Please copy every line below that contains the string "pull".

= = = = = = =

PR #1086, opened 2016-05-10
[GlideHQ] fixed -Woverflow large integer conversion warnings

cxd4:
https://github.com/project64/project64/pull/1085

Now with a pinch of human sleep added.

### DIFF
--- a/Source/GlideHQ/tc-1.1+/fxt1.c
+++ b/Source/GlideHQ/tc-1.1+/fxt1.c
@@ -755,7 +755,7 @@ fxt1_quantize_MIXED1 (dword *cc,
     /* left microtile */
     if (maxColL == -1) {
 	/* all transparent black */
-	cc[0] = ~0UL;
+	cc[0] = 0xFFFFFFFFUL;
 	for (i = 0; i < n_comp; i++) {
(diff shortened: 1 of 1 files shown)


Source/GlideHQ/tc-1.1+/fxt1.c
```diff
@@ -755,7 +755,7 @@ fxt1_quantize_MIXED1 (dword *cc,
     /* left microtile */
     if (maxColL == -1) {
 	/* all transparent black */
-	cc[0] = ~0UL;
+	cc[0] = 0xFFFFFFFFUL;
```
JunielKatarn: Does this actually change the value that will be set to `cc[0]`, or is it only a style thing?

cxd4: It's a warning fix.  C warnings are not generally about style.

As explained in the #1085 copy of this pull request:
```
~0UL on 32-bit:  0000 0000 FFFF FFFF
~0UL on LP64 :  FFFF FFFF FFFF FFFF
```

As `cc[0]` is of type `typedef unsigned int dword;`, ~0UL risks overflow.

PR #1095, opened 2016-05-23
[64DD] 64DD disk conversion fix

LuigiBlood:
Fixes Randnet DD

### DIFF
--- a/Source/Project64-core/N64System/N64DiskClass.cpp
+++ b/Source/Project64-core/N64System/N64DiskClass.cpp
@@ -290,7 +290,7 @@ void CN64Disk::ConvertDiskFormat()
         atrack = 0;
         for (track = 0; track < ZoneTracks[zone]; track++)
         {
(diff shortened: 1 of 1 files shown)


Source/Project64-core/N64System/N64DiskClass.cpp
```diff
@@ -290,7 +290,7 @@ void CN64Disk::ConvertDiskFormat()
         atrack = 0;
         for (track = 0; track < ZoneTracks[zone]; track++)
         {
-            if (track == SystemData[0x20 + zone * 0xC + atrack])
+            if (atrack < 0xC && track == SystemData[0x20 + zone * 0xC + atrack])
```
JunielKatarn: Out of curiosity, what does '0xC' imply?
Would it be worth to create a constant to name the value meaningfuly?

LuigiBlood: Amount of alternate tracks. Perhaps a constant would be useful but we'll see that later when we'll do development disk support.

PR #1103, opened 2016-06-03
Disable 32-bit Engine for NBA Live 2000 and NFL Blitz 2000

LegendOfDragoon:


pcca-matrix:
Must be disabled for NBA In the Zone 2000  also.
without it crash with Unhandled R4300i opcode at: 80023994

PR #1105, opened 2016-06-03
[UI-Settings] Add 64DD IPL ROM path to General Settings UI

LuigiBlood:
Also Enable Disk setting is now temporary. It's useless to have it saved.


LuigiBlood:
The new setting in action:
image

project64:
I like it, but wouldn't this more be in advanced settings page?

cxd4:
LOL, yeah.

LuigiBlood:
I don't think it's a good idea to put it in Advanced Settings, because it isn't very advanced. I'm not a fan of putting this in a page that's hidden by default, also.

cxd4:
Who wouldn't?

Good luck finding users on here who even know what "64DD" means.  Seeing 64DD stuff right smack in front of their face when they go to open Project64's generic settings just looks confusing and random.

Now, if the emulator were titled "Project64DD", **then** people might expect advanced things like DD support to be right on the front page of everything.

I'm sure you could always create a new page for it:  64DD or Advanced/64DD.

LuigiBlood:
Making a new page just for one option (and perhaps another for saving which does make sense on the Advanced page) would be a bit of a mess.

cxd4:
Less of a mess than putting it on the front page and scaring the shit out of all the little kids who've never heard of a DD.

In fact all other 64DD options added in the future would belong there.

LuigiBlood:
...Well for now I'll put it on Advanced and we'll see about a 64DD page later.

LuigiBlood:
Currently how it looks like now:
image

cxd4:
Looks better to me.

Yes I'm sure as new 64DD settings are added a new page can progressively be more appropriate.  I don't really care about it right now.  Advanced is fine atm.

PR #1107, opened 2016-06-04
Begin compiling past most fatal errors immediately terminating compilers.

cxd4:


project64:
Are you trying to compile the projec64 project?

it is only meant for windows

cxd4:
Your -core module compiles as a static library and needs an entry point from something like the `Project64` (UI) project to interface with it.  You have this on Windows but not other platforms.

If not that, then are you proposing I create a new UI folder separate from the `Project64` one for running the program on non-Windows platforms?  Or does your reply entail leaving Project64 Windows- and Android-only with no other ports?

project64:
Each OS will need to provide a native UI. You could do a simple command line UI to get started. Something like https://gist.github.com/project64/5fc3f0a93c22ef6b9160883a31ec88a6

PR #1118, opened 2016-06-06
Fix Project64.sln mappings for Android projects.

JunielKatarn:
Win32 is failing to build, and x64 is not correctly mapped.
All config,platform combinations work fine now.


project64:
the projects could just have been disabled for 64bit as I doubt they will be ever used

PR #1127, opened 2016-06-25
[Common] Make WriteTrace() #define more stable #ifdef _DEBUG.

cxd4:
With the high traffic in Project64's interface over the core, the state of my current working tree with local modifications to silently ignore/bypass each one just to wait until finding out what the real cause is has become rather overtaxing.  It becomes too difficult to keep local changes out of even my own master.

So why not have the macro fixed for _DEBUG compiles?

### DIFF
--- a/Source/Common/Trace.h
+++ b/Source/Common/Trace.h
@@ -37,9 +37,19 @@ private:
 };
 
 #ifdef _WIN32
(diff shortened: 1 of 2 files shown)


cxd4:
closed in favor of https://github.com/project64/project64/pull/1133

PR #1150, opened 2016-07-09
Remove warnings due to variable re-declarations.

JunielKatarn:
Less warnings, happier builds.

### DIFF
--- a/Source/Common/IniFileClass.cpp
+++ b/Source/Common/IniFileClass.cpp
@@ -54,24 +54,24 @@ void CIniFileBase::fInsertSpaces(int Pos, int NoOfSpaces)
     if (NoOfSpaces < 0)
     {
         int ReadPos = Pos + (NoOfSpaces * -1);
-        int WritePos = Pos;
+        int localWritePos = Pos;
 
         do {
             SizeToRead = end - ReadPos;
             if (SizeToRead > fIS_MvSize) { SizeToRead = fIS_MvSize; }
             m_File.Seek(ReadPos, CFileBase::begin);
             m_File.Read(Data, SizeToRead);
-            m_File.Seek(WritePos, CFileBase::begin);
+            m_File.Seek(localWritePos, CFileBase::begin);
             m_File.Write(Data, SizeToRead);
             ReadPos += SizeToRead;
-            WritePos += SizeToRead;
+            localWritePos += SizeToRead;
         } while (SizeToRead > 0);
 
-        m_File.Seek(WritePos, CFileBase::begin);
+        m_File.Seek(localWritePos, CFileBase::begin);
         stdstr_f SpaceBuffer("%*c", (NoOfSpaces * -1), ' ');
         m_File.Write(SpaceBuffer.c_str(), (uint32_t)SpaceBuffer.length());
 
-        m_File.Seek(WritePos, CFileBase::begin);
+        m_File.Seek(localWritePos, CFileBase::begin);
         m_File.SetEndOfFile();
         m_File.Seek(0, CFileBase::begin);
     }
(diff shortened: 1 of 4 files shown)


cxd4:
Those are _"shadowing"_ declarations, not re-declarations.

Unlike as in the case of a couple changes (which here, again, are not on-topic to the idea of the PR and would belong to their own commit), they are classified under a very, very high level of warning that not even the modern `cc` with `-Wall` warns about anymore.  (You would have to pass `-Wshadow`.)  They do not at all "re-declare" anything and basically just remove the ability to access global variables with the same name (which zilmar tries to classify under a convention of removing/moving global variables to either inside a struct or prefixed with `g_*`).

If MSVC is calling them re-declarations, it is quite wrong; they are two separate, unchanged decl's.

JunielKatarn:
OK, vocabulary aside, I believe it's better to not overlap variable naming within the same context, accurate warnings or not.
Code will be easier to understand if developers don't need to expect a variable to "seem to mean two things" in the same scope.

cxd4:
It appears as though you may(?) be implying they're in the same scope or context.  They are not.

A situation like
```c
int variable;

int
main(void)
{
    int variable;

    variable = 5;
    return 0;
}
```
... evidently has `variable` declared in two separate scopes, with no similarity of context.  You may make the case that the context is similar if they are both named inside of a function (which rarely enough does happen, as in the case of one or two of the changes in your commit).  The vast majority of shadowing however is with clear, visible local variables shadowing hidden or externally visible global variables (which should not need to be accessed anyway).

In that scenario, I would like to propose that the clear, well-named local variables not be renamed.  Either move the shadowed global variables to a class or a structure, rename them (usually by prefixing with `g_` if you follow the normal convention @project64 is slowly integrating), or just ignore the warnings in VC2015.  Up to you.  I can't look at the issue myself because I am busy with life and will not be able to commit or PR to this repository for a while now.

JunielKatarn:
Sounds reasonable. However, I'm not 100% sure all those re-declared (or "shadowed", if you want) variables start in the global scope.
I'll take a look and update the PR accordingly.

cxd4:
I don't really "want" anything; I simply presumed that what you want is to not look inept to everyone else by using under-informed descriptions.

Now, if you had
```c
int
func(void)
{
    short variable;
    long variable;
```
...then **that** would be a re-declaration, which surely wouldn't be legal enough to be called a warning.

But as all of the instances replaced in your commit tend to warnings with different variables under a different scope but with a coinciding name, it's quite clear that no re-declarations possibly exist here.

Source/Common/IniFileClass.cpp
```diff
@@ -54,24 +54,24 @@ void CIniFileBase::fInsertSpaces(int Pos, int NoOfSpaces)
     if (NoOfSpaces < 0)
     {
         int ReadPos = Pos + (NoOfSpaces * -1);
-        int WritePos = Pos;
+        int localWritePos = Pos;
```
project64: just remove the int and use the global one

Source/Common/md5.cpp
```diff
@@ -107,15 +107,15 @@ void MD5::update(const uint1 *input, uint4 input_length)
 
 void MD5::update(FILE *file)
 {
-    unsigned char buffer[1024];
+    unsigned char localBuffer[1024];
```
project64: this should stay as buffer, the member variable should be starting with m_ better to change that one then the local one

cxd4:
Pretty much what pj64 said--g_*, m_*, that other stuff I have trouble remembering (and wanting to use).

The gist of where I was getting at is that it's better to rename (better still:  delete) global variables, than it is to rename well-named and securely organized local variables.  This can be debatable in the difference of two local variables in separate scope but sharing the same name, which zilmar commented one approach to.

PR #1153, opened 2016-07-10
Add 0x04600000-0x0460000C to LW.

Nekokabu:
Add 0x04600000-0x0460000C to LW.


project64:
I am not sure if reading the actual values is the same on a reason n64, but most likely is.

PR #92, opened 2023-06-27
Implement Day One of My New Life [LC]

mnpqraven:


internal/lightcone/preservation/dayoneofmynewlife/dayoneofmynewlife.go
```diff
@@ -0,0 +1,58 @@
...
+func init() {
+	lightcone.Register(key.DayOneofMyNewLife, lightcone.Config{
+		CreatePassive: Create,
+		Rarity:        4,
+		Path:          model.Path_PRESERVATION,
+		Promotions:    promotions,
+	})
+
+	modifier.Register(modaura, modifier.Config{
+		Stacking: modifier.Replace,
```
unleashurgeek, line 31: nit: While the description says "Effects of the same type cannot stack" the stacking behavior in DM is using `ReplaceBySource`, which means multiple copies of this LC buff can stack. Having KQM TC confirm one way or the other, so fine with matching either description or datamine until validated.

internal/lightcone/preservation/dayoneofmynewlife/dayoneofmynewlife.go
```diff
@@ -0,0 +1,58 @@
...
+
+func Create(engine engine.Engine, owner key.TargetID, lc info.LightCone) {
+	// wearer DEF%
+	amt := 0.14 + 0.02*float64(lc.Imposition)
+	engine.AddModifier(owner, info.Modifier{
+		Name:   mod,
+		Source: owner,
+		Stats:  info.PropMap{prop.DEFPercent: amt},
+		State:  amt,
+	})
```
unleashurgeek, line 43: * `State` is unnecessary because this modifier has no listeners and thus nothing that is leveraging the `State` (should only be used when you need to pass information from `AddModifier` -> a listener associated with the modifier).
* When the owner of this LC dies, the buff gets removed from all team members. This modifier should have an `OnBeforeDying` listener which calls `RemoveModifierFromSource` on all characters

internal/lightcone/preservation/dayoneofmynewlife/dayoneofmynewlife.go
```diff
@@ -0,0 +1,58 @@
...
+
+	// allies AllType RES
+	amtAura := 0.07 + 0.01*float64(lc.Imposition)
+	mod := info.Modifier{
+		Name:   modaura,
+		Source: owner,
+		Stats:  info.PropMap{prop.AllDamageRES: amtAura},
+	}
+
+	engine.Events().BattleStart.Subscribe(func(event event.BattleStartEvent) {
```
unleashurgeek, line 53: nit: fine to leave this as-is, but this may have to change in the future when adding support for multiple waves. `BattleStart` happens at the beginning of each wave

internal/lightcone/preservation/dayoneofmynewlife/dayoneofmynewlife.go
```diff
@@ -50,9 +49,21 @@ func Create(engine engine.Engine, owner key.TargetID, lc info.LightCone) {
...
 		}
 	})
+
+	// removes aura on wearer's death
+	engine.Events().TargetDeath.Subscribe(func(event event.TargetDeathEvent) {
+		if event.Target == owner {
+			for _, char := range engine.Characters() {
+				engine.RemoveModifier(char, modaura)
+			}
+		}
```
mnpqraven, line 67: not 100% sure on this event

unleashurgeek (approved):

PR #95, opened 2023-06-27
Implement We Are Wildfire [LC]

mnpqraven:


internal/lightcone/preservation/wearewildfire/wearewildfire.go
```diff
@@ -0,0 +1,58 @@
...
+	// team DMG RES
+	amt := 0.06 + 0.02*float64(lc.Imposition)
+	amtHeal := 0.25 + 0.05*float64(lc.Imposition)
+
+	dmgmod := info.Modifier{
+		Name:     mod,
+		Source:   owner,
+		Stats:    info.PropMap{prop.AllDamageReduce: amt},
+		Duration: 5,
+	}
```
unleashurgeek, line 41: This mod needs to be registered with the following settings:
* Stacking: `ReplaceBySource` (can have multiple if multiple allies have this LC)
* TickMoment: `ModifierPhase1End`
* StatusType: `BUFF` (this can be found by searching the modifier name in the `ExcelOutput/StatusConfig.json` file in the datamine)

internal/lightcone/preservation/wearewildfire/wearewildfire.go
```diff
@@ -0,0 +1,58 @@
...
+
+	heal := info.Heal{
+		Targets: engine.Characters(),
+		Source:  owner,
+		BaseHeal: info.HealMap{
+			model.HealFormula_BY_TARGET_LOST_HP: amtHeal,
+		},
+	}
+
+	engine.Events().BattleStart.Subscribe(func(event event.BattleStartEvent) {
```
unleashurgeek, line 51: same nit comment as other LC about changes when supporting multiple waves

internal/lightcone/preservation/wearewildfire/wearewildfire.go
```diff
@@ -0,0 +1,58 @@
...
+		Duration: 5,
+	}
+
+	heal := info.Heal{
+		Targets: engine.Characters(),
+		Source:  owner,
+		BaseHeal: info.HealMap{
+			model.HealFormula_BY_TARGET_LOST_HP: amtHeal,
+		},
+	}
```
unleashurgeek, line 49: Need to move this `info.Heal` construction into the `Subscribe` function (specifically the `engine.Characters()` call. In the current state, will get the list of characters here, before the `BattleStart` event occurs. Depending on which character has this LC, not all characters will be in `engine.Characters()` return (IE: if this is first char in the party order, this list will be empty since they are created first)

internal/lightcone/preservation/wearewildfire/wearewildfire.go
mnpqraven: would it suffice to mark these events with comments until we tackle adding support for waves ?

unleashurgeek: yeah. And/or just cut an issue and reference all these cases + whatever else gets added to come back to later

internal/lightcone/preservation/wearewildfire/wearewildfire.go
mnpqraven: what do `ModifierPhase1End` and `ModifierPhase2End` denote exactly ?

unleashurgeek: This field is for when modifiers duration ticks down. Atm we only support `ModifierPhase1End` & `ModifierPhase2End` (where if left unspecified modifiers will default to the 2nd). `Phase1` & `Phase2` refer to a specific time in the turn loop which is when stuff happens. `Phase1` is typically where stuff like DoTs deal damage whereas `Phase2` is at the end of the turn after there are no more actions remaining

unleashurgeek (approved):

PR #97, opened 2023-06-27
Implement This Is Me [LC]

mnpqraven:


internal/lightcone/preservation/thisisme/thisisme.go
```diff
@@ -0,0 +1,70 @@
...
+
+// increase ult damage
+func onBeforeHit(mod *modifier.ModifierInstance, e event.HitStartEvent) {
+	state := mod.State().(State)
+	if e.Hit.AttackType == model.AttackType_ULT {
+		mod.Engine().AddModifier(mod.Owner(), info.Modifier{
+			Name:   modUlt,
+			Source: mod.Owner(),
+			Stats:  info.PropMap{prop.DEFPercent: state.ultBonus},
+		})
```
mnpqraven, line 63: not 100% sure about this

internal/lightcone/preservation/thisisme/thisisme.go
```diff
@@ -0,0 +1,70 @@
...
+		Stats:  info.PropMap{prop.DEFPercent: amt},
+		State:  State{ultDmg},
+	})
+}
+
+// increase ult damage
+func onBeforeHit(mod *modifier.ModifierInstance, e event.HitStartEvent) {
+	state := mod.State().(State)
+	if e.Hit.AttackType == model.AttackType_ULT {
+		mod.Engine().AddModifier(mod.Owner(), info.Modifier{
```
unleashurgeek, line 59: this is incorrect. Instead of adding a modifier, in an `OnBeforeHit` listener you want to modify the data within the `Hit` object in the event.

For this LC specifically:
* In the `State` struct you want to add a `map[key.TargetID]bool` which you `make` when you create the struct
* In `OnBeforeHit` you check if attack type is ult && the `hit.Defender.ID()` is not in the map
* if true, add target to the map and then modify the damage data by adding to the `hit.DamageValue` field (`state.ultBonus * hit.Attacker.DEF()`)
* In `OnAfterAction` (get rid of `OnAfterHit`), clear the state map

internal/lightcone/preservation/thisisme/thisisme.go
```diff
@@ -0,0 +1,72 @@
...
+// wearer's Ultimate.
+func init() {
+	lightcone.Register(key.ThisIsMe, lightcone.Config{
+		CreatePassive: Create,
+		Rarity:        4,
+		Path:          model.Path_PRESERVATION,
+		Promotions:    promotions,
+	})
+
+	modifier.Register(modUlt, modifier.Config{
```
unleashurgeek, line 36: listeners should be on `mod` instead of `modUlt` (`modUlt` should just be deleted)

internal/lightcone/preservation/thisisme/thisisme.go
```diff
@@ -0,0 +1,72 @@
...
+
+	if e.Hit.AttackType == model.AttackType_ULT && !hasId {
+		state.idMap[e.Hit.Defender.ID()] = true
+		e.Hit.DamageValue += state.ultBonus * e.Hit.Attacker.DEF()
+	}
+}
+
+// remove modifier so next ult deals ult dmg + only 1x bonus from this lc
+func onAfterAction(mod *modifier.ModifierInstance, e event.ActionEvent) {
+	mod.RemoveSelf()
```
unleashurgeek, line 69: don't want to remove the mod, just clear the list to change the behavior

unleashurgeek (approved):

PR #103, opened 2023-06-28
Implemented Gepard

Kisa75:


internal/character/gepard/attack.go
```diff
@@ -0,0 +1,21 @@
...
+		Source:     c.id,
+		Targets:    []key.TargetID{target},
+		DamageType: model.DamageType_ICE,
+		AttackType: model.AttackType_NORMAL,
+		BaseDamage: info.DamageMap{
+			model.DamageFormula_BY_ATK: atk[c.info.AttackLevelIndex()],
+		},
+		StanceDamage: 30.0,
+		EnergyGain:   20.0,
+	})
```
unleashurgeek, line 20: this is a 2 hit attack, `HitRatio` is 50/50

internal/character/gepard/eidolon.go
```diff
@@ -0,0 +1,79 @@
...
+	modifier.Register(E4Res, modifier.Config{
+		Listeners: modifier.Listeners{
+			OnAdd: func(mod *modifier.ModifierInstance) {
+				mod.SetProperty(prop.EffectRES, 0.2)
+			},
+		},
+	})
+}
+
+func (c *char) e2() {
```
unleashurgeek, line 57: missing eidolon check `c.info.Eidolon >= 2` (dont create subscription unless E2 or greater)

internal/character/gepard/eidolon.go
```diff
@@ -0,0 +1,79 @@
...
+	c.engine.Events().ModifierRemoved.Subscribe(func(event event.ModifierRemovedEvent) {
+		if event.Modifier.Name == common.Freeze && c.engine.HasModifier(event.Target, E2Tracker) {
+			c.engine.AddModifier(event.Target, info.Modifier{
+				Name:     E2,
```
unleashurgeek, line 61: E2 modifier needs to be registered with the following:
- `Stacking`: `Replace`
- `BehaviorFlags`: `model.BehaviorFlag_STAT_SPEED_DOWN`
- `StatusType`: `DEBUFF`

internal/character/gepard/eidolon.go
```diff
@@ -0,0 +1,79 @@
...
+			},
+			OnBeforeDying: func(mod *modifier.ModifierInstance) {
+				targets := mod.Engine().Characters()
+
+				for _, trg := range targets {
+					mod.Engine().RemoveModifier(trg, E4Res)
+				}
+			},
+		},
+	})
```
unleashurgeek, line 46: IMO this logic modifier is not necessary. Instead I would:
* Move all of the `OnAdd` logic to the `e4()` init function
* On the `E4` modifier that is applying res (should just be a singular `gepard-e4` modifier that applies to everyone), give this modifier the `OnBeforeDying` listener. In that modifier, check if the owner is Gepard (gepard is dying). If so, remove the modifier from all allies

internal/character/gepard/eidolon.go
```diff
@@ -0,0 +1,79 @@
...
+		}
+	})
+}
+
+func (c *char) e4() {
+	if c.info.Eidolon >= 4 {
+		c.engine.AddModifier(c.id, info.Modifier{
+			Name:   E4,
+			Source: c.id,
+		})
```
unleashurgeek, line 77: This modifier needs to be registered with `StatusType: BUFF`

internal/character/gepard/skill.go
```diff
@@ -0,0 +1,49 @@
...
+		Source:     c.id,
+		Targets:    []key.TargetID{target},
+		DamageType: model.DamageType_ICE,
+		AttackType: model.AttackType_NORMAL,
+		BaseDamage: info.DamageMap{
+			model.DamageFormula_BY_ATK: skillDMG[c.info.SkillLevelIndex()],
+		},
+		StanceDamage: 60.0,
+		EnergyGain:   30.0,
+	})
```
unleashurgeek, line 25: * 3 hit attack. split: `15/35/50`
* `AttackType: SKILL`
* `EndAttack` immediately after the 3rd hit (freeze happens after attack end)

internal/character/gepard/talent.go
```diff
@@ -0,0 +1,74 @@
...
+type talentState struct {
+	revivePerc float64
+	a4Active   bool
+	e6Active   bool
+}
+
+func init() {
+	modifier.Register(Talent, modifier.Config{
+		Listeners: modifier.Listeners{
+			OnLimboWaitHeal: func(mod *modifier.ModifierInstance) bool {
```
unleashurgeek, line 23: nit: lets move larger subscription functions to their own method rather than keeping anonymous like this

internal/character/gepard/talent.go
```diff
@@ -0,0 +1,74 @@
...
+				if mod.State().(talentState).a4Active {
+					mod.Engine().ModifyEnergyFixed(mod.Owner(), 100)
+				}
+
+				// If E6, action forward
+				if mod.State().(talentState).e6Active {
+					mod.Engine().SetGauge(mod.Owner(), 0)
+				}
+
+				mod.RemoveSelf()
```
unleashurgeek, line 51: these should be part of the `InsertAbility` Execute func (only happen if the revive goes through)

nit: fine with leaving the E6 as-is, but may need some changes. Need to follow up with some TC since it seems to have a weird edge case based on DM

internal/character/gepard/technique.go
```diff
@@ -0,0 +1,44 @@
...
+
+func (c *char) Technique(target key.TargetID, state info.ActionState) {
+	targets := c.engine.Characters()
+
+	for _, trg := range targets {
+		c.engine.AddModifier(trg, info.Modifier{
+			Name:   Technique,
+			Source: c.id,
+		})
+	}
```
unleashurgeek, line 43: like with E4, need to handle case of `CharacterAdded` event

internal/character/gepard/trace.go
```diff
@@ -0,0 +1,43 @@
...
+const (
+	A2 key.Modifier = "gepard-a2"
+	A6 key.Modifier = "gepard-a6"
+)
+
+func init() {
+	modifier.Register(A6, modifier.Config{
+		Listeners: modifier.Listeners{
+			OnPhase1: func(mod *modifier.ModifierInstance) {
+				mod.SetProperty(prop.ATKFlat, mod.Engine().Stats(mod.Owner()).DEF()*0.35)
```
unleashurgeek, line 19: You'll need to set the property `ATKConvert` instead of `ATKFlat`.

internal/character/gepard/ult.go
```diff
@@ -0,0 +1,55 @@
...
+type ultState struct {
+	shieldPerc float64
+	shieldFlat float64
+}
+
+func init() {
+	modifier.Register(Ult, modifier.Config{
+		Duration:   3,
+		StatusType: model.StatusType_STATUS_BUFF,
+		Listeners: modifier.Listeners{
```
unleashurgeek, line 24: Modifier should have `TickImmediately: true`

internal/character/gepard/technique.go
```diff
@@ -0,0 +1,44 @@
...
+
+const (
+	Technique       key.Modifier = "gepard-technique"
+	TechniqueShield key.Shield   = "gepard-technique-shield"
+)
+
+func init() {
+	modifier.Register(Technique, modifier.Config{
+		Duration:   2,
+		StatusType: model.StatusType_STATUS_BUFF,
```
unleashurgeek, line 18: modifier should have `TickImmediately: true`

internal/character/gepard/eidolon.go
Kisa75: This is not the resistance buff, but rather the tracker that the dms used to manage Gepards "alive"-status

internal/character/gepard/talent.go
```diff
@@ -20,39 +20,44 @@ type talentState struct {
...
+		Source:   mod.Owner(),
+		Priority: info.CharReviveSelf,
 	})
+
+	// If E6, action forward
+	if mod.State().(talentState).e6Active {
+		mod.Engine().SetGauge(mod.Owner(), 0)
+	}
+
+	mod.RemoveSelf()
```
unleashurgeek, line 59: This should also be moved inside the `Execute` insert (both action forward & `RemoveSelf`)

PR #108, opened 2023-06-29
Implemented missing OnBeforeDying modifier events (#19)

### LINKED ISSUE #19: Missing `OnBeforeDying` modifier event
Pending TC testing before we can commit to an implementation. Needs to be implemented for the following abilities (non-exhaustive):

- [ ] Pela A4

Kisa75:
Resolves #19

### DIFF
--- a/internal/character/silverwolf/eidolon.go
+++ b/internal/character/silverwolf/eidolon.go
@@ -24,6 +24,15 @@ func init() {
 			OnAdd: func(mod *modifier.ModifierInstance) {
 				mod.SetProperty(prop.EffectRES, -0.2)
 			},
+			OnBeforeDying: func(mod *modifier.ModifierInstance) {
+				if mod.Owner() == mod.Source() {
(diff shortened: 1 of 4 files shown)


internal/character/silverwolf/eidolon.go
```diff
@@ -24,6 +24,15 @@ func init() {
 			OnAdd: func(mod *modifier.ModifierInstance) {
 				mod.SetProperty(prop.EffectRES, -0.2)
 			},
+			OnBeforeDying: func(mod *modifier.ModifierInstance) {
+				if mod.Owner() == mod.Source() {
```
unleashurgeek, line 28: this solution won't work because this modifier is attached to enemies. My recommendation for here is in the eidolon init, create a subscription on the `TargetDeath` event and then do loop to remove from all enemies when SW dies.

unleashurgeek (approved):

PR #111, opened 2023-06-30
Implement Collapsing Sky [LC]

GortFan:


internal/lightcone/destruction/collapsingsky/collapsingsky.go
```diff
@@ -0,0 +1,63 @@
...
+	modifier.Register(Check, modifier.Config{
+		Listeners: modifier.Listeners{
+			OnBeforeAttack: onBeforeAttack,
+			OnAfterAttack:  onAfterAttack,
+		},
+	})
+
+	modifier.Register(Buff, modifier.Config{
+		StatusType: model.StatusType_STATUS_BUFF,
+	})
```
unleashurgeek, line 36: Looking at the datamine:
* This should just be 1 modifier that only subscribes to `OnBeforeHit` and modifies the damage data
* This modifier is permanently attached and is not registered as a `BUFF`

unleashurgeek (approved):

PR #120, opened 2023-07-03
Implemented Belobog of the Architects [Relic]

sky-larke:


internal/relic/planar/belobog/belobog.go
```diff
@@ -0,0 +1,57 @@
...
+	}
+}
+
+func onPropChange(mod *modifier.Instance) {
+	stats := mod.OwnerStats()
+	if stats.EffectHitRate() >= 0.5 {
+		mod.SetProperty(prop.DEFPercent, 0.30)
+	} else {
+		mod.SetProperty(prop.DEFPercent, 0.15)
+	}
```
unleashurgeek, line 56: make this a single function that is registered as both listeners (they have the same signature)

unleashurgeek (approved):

= = = = = = =

> _Solution for this exercise_
https://github.com/project64/project64/pull/1085
As explained in the #1085 copy of this pull request:
closed in favor of https://github.com/project64/project64/pull/1133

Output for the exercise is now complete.